Task instructions>
Each record must be retyped word for word.

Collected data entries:
PR #2092, opened 2025-01-23
fix: Failed to save the Qianfan large model

shaohuzhang1:
fix: Failed to save the Qianfan large model

### DIFF
--- a/apps/setting/models_provider/impl/wenxin_model_provider/credential/llm.py
+++ b/apps/setting/models_provider/impl/wenxin_model_provider/credential/llm.py
@@ -45,7 +45,7 @@ class WenxinLLMModelCredential(BaseForm, BaseModelCredential):
                                   gettext('{model_type} Model type is not supported').format(model_type=model_type))
         model = provider.get_model(model_type, model_name, model_credential, **model_params)
         model_info = [model.lower() for model in model.client.models()]
-        if not model_info.__containsgettext(model_name.lower()):
+        if not model_info.__contains__(model_name.lower()):
             raise AppApiException(ValidCode.valid_error.value,
                                   gettext('{model_name} The model does not support').format(model_name=model_name))
         for key in ['api_key', 'secret_key']:


apps/setting/models_provider/impl/wenxin_model_provider/credential/llm.py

Task output>
PR #2092, opened 2025-01-23
fix: Failed to save the Qianfan large model

shaohuzhang1:
fix: Failed to save the Qianfan large model

### DIFF
--- a/apps/setting/models_provider/impl/wenxin_model_provider/credential/llm.py
+++ b/apps/setting/models_provider/impl/wenxin_model_provider/credential/llm.py
@@ -45,7 +45,7 @@ class WenxinLLMModelCredential(BaseForm, BaseModelCredential):
                                   gettext('{model_type} Model type is not supported').format(model_type=model_type))
         model = provider.get_model(model_type, model_name, model_credential, **model_params)
         model_info = [model.lower() for model in model.client.models()]
-        if not model_info.__containsgettext(model_name.lower()):
+        if not model_info.__contains__(model_name.lower()):
             raise AppApiException(ValidCode.valid_error.value,
                                   gettext('{model_name} The model does not support').format(model_name=model_name))
         for key in ['api_key', 'secret_key']:


apps/setting/models_provider/impl/wenxin_model_provider/credential/llm.py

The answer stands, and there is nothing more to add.